Boya malzemesi olarak Allah elçisi kınayı tavsiye
etmiştir: "Saçın beyazlığını
değiştirmek için kullandığınız
şeylerin en iyisi kına ve keten bitkisidir" (Ebû Dâvud,
Tereccül, 18; Tirmizî, Libâs, 20; Nesâî, Zîne, 16; Ibn Mâce,
Libâs, 32; Ahmed b. Hanbel, V, 147, 150, 154). Hz. Enes b. Mâlik, Hz.
Ebû Bekr'in saçlarını kına ve ketenle, Hz. Ömer'in ise
yalnız saf kına ile boyadığını
nakletmiştir (el-Kardâvî, a.g.e., s. 103).

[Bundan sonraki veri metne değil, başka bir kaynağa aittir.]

PR #157, opened 2015-05-13
Fixing a potential memory leak of CFStrings

loudnate:
..by transfering ownership to ARC


jflinter:
:facepalm:

Thanks, Nate, good catch.

loudnate:
These actually were spotted by the Xcode analyzer. I can't take any credit!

Sonuç olarak erkek veya kadının beyazlaşan saçlarını
sarı veya kızıl renge boyamaları müstehap görülmüş;
siyaha boyamaları ise, sağlam görüşe göre, caiz
görülmemiştir. Ancak genç kimsenin siyah boya kullanmasında
da bir sakınca yoktur. Diğer yandan boya malzemesi olarak
kına ve vesîme denilen, boya sanayinde kullanılan bir bitkinin
tercih edilmesi tavsiye edilmiştir (Ibn Âbidîn, Reddül-Muhtâr,
Terc. Ahmed Davudoğlu, Istanbul 1982-1988, XV, 378, XVII, 314). El,
ayak veya başa sürülen kınanın katıolan malzemesi
temizlendikten sonra deri veya saçlarda bıraktığı
renk, suyun deriye nüfûzuna engel değildir. Bu yüzden abdest veya
gusle mani olmaz (Ibn Âbidin, a.g.e., I, 224).